----- DATASET

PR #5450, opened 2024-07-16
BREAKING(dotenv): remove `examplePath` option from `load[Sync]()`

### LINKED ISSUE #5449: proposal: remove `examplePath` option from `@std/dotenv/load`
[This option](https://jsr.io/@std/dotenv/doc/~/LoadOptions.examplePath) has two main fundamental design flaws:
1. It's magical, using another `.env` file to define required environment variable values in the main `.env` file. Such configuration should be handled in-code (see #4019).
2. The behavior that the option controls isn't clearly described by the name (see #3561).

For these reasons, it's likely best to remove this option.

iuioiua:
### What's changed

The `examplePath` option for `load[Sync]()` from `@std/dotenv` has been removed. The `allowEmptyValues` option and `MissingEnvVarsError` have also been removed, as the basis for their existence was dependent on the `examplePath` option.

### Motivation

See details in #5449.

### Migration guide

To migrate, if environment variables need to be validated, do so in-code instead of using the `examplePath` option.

----------

Reprint exactly the lines above that start at the one with "### What's changed" and end at the one with "### Migration guide", keeping both and adding none.

### What's changed

The `examplePath` option for `load[Sync]()` from `@std/dotenv` has been removed. The `allowEmptyValues` option and `MissingEnvVarsError` have also been removed, as the basis for their existence was dependent on the `examplePath` option.

### Motivation

See details in #5449.

### Migration guide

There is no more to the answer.